Viernes 10 de Septiembre de 2021, 09:16
“En 2016, cuando tenía 14 años, empecé a obsesionarme con la comida y con mi cuerpo. Me miraba mucho al espejo y quería adelgazar, empecé a restringir algunas comidas, cada vez comía menos y cada vez entrenaba más y más. Todo ese año mi rutina era levantarme, ir a la escuela y no comer nada allí, aunque me moría de ganas de hacerlo. Veía a mis amigas y compañeros comer tan libremente y no lo podía creer, no entendía como lo hacían. Luego volvía a casa, almorzaba muy poquito, me iba a hockey donde entrenaba alrededor de tres horas y después iba al gimnasio dos horas más sin comer. Como si con eso no me alcanzara, hacía bici fija un rato más, me bañaba, cenaba poco y nada y me dormía. Y lo más fuerte es que me ponía alarmas a la madrugada para hacer alrededor de 2.000 abdominales y si no lo cumplía no me volvía a dormir”.

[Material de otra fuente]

PR #1171, opened 2017-04-14
Misc fixes

JerziKaminsky:
(Was "Prep Work for swaybar hide mode", but #1169 beat me to it so I just kept the cleanup fixes)

I think b463fb8 (taken together with #1150)  shows a current weakness in the way version management/CI is handled. I'd suggest that an explicit version baseline for dependencies be defined and documented. The CI should then test at least against that baseline to make sure sway is in sync with the shipped versions of its dependencies in recent distros releases. my 2c.

### DIFF
--- a/README.md
+++ b/README.md
@@ -44,6 +44,7 @@ Install dependencies:
 * [wlc](https://github.com/Cloudef/wlc)
 * wayland
 * xwayland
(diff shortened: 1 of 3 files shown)


SirCmpwn:
Thanks!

Así de crudo es el relato en primera persona de Leila Rogantini, una joven que actualmente tiene 19 años y que se encuentra en tratamiento a raíz de la anorexia nerviosa que padece desde 2016.Al principio, cuenta Leila, sus padres no notaban esos cambios abruptos en su comportamiento ya que la actividad física la realizaba mientras ellos dormían (ya sea a la siesta o bien temprano a la mañana) o se encontraban en sus trabajos. “Con el tema de las comidas al principio les mentía, les decía que comía con mis amigas o cuando estaba sola, el almuerzo nunca lo dejé de hacer porque eso sí era en familia, pero la cena y las otras ingestas no las hacía o comía muy poco. Después,
mis papás se fueron dando cuenta pero no querían ver la realidad, cuando me pedían que coma o que no haga actividad física yo me enojaba y ellos querían evitar esos momentos. A ellos también les costó abrir los ojos y ver que yo estaba cursando una enfermedad”, recuerda.

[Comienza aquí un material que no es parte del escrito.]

PR #1173, opened 2017-04-14
FOR_REVIEW: IPC security - Allow policy targets to be symlinks

### LINKED ISSUE #1172: IPC security `permit` silently fails for symlinks
I hit this when I made `/usr/bin/swaybar` into a symlink into my build directory and things got very weird.
Is there a security concern behind this or is it an oversight? @SirCmpwn I can send a PR if describe desired behavior, I think it should either work or log an error (maybe even abort).

JerziKaminsky:
closes #1172

### DIFF
--- a/common/util.c
+++ b/common/util.c
@@ -1,3 +1,7 @@
+#define _XOPEN_SOURCE 500
+#include <sys/types.h>
+#include <sys/stat.h>
+#include <unistd.h>
 #include <math.h>
 #include <stdint.h>
 #include <stdio.h>
@@ -117,4 +121,41 @@ uint32_t parse_color(const char *color) {
 		res = (res << 8) | 0xFF;
 	}
 	return res;
+}
+
+char* resolve_path(const char* path) {
+    struct stat sb;
+    ssize_t r;
+    int i;
+    char *current = NULL;
+    char *resolved = NULL;
+
+    if(!(current = strdup(path))) {
+           return NULL;
+    }
+    for (i = 0; i < 16; ++i) {
+        if (lstat(current, &sb) == -1) {
+           goto failed;
+        }
+        if((sb.st_mode & S_IFMT) != S_IFLNK) {
+            return current;
+        }
+        if (!(resolved = malloc(sb.st_size + 1))) {
+           goto failed;
+        }
+        r = readlink(current, resolved, sb.st_size);
+        if (r == -1 || r > sb.st_size) {
+           goto failed;
+        }
+        resolved[r] = '\0';
+        free(current);
+        current = strdup(resolved);
+        free(resolved);
+        resolved = NULL;
+    }
+
+failed:
+    free(resolved);
+    free(current);
+    return NULL;
 }
--- a/sway/commands/permit.c
+++ b/sway/commands/permit.c
@@ -38,25 +38,6 @@ static enum secure_feature get_features(int argc, char **argv,
 	return features;
 }
 
-static struct feature_policy *get_feature_policy(const char *name) {
-	struct feature_policy *policy = NULL;
-	for (int i = 0; i < config->feature_policies->length; ++i) {
-		struct feature_policy *p = config->feature_policies->items[i];
-		if (strcmp(p->program, name) == 0) {
-			policy = p;
-			break;
-		}
-	}
-	if (!policy) {
-		policy = alloc_feature_policy(name);
-		if (!policy) {
-			sway_abort("Unable to allocate security policy");
-		}
-		list_add(config->feature_policies, policy);
-	}
-	return policy;
-}
-
 struct cmd_results *cmd_permit(int argc, char **argv) {
 	struct cmd_results *error = NULL;
 	if ((error = checkarg(argc, "permit", EXPECTED_MORE_THAN, 1))) {
--- a/sway/commands/permit.c
+++ b/sway/commands/permit.c
@@ -38,7 +38,7 @@ static enum secure_feature get_features(int argc, char **argv,
 	return features;
 }
 
-static struct feature_policy *get_policy(const char *name) {
+static struct feature_policy *get_feature_policy(const char *name) {
 	struct feature_policy *policy = NULL;
 	for (int i = 0; i < config->feature_policies->length; ++i) {
 		struct feature_policy *p = config->feature_policies->items[i];
@@ -66,7 +66,7 @@ struct cmd_results *cmd_permit(int argc, char **argv) {
 		return error;
 	}
 
-	struct feature_policy *policy = get_policy(argv[0]);
+	struct feature_policy *policy = get_feature_policy(argv[0]);
 	policy->features |= get_features(argc, argv, &error);
 
 	sway_log(L_DEBUG, "Permissions granted to %s for features %d",
@@ -84,7 +84,7 @@ struct cmd_results *cmd_reject(int argc, char **argv) {
 		return error;
 	}
 
-	struct feature_policy *policy = get_policy(argv[0]);
+	struct feature_policy *policy = get_feature_policy(argv[0]);
 	policy->features &= ~get_features(argc, argv, &error);
 
 	sway_log(L_DEBUG, "Permissions granted to %s for features %d",
--- a/sway/commands/permit.c
+++ b/sway/commands/permit.c
@@ -1,7 +1,9 @@
+#define _XOPEN_SOURCE 500
 #include <string.h>
 #include "sway/commands.h"
 #include "sway/config.h"
 #include "sway/security.h"
+#include "util.h"
 #include "log.h"
 
 static enum secure_feature get_features(int argc, char **argv,
@@ -47,12 +49,29 @@ struct cmd_results *cmd_permit(int argc, char **argv) {
 		return error;
 	}
 
-	struct feature_policy *policy = get_feature_policy(argv[0]);
-	policy->features |= get_features(argc, argv, &error);
+	bool assign_perms = true;
+	char *program = NULL;
 
+	if (!strcmp(argv[0], "*")) {
+		program = strdup(argv[0]);
+	} else {
+		program = resolve_path(argv[0]);
+	}
+	if (!program) {
+		sway_assert(program, "Unable to resolve IPC permit target '%s'."
+			" will issue empty policy", argv[0]);
+		assign_perms = false;
+		program = strdup(argv[0]);
+	}
+
+	struct feature_policy *policy = get_feature_policy(program);
+	if (assign_perms) {
+		policy->features |= get_features(argc, argv, &error);
+	}
 	sway_log(L_DEBUG, "Permissions granted to %s for features %d",
 			policy->program, policy->features);
 
+	free(program);
 	return cmd_results_new(CMD_SUCCESS, NULL, NULL);
 }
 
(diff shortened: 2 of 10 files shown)


SirCmpwn:
Before I consider this I think we also need to enforce that the program that ends up being executed is owned by root and not world-writable.

JerziKaminsky:
Gladly, but can you clue me in on the reasoning? I can't make out the attack vector.
If you're going to nuke it from space, what's the purpose of having such fine-grain control over IPC interactions per program?

SirCmpwn:
If you can write to a program that has security policies, then you can just overwrite it with a program whose behavior is more sinister.

common/util.c
```diff
@@ -118,3 +122,30 @@ uint32_t parse_color(const char *color) {
...
+        return strdup(path);
+    }
+    if (!(resolved = malloc(sb.st_size + 1))) {
+       return NULL;
+    }
+    r = readlink(path, resolved, sb.st_size);
+    if (r == -1 || r > sb.st_size) {
+       goto failed;
+    }
+    resolved[r] = '\0';
```
SirCmpwn: What about recursive symlinks?

sway/commands/permit.c
```diff
@@ -40,9 +41,14 @@ static enum secure_feature get_features(int argc, char **argv,
 
 static struct feature_policy *get_policy(const char *name) {
 	struct feature_policy *policy = NULL;
+	char *program = NULL;
+
+	if (!(program = resolve_path(name))) {
+		sway_abort("Unable to allocate security policy");
```
SirCmpwn: abort is probably not the correct action here, use sway_assert and return a policy with no permissions.

sway/commands/permit.c
```diff
@@ -54,6 +60,10 @@ static struct feature_policy *get_policy(const char *name) {
 		}
 		list_add(config->feature_policies, policy);
 	}
+	sway_assert(!strcmp(program, policy->program),
+			"!! DANGER !! symlink modified during policy allocation.");
```
SirCmpwn: In this case you need to return no permissions as well.

SirCmpwn: Actually I don't think this ever happens?

JerziKaminsky:
> If you can write to a program that has security policies, then you can just overwrite it with a program 
> whose behavior is more sinister.

Sure but if you can't write to the program, why go through all the effort to sandbox it ? defense in depth I guess.

sway/commands/permit.c
JerziKaminsky: Time of check/Time of use. The symlink could be switched under us from the time we validate to the time we create the policy.

JerziKaminsky: wait. sway_assert doesn't abort?

common/util.c
JerziKaminsky: Good catch, I was assuming `readlink` handled this, but that doesn't make sense I now realize.

sway/commands/permit.c
JerziKaminsky: resolve_path returns error only if malloc fails...

SirCmpwn:
>Sure but if you can't write to the program, why go through all the effort to sandbox it ? defense in depth I guess.

A number of reasons. First, because we can limit what the program can access in the first place, so you can give limited permissions to mixed trust programs. More importantly, though, if we didn't have access controls at all then you could leverage bash or sed or something similar to arbitrarily work around restrictions.

sway/commands/permit.c
SirCmpwn: No, it logs the error and returns the first parameter. Sway should never abort at runtime, because that would kill your whole session and cause data loss and things like that. It's just a utility function to add conditional logging, the user has to implement a safe exit path.

SirCmpwn: Also, you should be storing the fully resolved symlink. When we validate the policy we're going to get the fully resolved path from `/proc/[pid]/exe`, so we need to compare against that to get the appropriate policy. All symlink resolution should happen when the policy is parsed and never again.

common/util.c
```diff
@@ -118,3 +122,38 @@ uint32_t parse_color(const char *color) {
...
+        if (r == -1 || r > sb.st_size) {
+           goto failed;
+        }
+        resolved[r] = '\0';
+        free(current);
+        current = strdup(resolved);
+        free(resolved);
+        resolved = NULL;
+    }
+failed:
```
SirCmpwn: You should probably return NULL in case of failure.

JerziKaminsky: This was deliberate because it simplified handling of "*",  but I've changed it.

sway/commands/permit.c
JerziKaminsky: > Also, you should be storing the fully resolved symlink.
> All symlink resolution should happen when the policy is parsed and never again.

That's what's stored in policy->program, yeah.

> Sway should never abort at runtime, 

got it.

sway/security.c
```diff
@@ -1,13 +1,50 @@
...
+	}
+	if (sb.st_mode & S_IWOTH) {
+		sway_log(L_ERROR, "IPC target '%s' MUST NOT be world writable", program);
+		goto failed;
+	}
+
+	return true;
+
+failed:
+	return false;
```
SirCmpwn: No need for the failed label and all the gotos in this function, just return false wherever you would goto failed

sway/security.c
```diff
@@ -94,7 +141,32 @@ static const char *get_pid_exe(pid_t pid) {
...
+			policy = p;
+			break;
+		}
+	}
+	if (!policy) {
+		policy = alloc_feature_policy (program);
+		if (!policy) {
+			sway_abort ("Unable to allocate security policy");
+		}
+		list_add (config->feature_policies, policy);
```
SirCmpwn: Style nit, don't put a space between function name and parenthesis

JerziKaminsky:
@SirCmpwn, ready for review.

I reworked the whole thing and some positive collateral cleanup to existing code resulted.
I've now spent quite a bit of effort on this, but that shouldn't prevent you from NAKing if you don't like it.
I've reorganized the commit series so that everything up to and including `validate_ipc_target()` should be a no-brainer, and it implements the checks you wanted (root/chmod o-w) without doing anything else.

`Add resolve_path util function` is needed by the last commit, but separaed because it's a handy util function you might want to cherry-pick regardless.

The final commit "Handle symlinks as IPC security targets" is really the only commit that deals with the symlink issue at all. See the commit message for description and a longinh discussion about the race condition I mentioned earlier.

Here's the test script I used (run from build directory):
```
#!/bin/sh

sudo rm -f /usr/bin/swaybar2 /usr/bin/swaybar; sudo make -j 4 install > /dev/null
echo "Standard config, should work"
sway

sudo rm -f /usr/bin/swaybar2 ; sudo mv /usr/bin/swaybar /usr/bin/swaybar2; sudo ln -sf /usr/bin/swaybar2 /usr/bin/swaybar
echo "symlink, should work"
sway

echo "symlink to symlink, should work"
sudo rm -f /usr/bin/swaybar3 ; sudo mv /usr/bin/swaybar2 /usr/bin/swaybar3; sudo ln -sf /usr/bin/swaybar3 /usr/bin/swaybar2
sway

sudo rm /usr/bin/swaybar2
echo "dangling symlink, should abort"
sway

sudo rm -f /usr/bin/swaybar2 /usr/bin/swaybar; sudo make -j 4 install  > /dev/null
echo "bad owner, should abort"
sudo chown user1:user1 /usr/bin/swaybar
sway

sudo rm -f /usr/bin/swaybar2 /usr/bin/swaybar; sudo make -j 4 install > /dev/null
echo "bad perms, should abort"
sudo chmod o+w /usr/bin/swaybar
sway

sudo rm -f /usr/bin/swaybar2 /usr/bin/swaybar; sudo make -j 4 install > /dev/null
echo "symlink is not a file, should abort"
sudo rm -f /usr/bin/swaybar2 ; sudo mv /usr/bin/swaybar /usr/bin/swaybar2; sudo ln -sf /usr/bin/swaybar /usr/bin/NOSUCHFILE
sway

sudo rm -f /usr/bin/swaybar*
sudo make -j 4 install > /dev/null
```

I've spent this much time on it because it got delicate and therefore interesting, so fun. But I'd be the first to admit the result was more subtle than anticipated and maybe just barfing a log error on symlink (which was the alternative I suggested in #1172) might have been a suitable and far simpler solution.
But the resulting code cleanups are a win anyway, so something good did come out of it.

That said, as this point I think this PR does what it claims, and the test script should provide some confidence.

SirCmpwn:
```
- Renamed validate_ipc_target to validate_ipc_program_target
  to emphasize the fact that it should be called with
  a "program target" not a "policy target". This has
  the unfortunate side-effect that errors report the "program
  target" at fault, not the "policy target" as it appears in
  the config file. This is necessary in order to avoid the
  possible race condition, described below.
```

I'm not really a huge fan of this distinction, I think it's not very important. It would be better to just resolve symlinks on policy creation and call it a day. No one is going to carry around references to unresolved paths.

SirCmpwn:
Also, for development purposes it probably makes sense not to enforce that the binary is owned by root for debug builds. Useful for i.e. hacking on swaybar.

common/util.c
JerziKaminsky: Fixed.

sway/commands/permit.c
JerziKaminsky: Done

sway/security.c
JerziKaminsky: Done.

sway/security.c
JerziKaminsky: Muscle memory. Until Sway becomes my focus project, my default clang-format belongs to someone else. 

Fixed.

JerziKaminsky:
> I'm not really a huge fan of this distinction,

it's really only there for documentation purposes, but I eliminated the renaming and played down the issue. Smaller patch.

> Also, for development purposes it probably makes sense not to enforce that the binary is owned by 
> root for debug builds. Useful for i.e. hacking on swaybar.

Wrapped in `#ifndef NDEBUG` and otherwise emits L_INFO and allows.

sway/commands/permit.c
```diff
@@ -84,7 +84,7 @@ struct cmd_results *cmd_reject(int argc, char **argv) {
 		return error;
 	}
 
-	struct feature_policy *policy = get_policy(argv[0]);
+	struct feature_policy *policy = get_feature_policy(argv[0]);
```
SirCmpwn: Don't you need to resolve symlinks here?

SirCmpwn:
Looks good aside from minor nits, will merge once resolved. Thanks!

sway/commands/permit.c
JerziKaminsky: Yes, I missed that. 

Scenario: suppose a policy file indicates a reject target against a file which does not exist. if we ignore the resolve fail and use the verbatim policy target, and the target is then created as a symlink to elsewhere, the reject policy won't be found when get_pid_exe is used to look it up. 

How do you want to handle that?

SirCmpwn: I think that's niche enough that we don't need to bother handling it.

JerziKaminsky: Done

SirCmpwn:
Thanks!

A pesar de que en la escuela su rendimiento fue muy bueno y sus notas nunca bajaron debido a su gran exigencia, Leila cuenta que a raíz de permanecer despierta durante la madrugada muchas veces se dormía en las clases y le costaba concentrarse. A nivel social, dice, se llevaba bien con sus compañeros aunque nunca se juntaba con ellos, especialmente en los eventos en que la comida iba a estar presente.
A raíz de su negación a participar de ese tipo de salidas, sus amigas comenzaron a sospechar de sus conductas. “Un día estábamos en mi casa y me plantearon que yo tenía un problema y que estaba cursando una enfermedad, yo me enojé y las eché. Sin embargo, al otro día me perdonaron e insistieron en cuidarme, nunca se alejaron de mí. Al contrario, siempre estuvieron muy presentes hasta el día de hoy. Paula, Victoria y Brisa son las que me acompañaron desde el día uno hasta hoy y fueron quienes les contaron lo que veían a mis papás y también desde el colegio hablaron con ellos”.

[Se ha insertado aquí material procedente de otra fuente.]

PR #1394, opened 2017-10-12
Interlink swaymsg to sway(5) and hint that command is interchargeable

madblobfish:
Added a hint where to find the commands.
Also indicate that command is itself not a command.


SirCmpwn:
Thanks!

madblobfish:
You are fast :) thank you!

PR #1397, opened 2017-10-14
Change install folder for man pages

johalun:
This should make man pages install in correct place across platforms.


SirCmpwn:
Thanks!

Issue #1396, opened 2017-10-14
_XOPEN_SOURCE and _POSIX_C_SOURCE causing trouble on FreeBSD


johalun:
Even the highest values on any these cause 
```
#define SOCK_CLOEXEC 0x10000000
#define SOCK_NONBLOCK 0x20000000
```
(and maybe more) to be hidden on FreeBSD (__BSD_VISIBLE = 0).
Optimal for FreeBSD is not using these macros at all. Is it possible to move all these declarations to some Linux specific header?

johalun:
For now it's only one file, ipc-server.c. Maybe can make some exception for that file. The other files are ok with bumping xopen source to 700.

SirCmpwn:
You can add ifdefs to that file to avoid defining them on FreeBSD if you like.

En octubre de 2016, obligada por sus padres, Leila comenzó un tratamiento de hospital de día en una fundación en Concepción del Uruguay (Entre Ríos), donde vivía, pero su grado de desnutrición era tan preocupante que necesitaba urgente de una internación. Entonces, fue trasladada a un centro hospitalario en Colón donde le colocaron una sonda nasogástrica porque no había forma de hacerla comer. “Comer para mí era la muerte, era veneno, no lo podía soportar, cada vez que comía sentía que me faltaba el aire, no podía respirar”.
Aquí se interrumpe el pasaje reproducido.